Your assignment: Which lines of the records contain the word "this"? Copy each one.

Task data:
──────

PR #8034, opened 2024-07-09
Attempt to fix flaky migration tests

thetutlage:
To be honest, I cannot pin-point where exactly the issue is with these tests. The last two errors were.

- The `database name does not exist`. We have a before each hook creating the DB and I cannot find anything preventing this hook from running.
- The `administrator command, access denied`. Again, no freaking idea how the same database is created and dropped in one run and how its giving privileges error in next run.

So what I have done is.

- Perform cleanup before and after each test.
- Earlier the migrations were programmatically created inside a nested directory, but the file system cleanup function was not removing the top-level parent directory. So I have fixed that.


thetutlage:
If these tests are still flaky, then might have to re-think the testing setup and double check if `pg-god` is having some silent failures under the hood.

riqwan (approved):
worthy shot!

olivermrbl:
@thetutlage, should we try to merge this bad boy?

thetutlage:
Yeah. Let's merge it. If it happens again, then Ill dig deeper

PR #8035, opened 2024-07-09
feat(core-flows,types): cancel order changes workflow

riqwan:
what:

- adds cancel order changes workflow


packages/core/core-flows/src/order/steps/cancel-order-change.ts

──────

Reply to the exercise:
- The `database name does not exist`. We have a before each hook creating the DB and I cannot find anything preventing this hook from running.
@thetutlage, should we try to merge this bad boy?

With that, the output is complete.